• [Task instructions]: Below are some records. Count the lines with "class" in them and give nothing but the total.

Stored items:
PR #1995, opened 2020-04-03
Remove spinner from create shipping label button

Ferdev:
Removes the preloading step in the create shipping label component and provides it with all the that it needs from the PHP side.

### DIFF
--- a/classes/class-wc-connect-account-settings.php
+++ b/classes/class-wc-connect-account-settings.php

• [Output of the task]: 2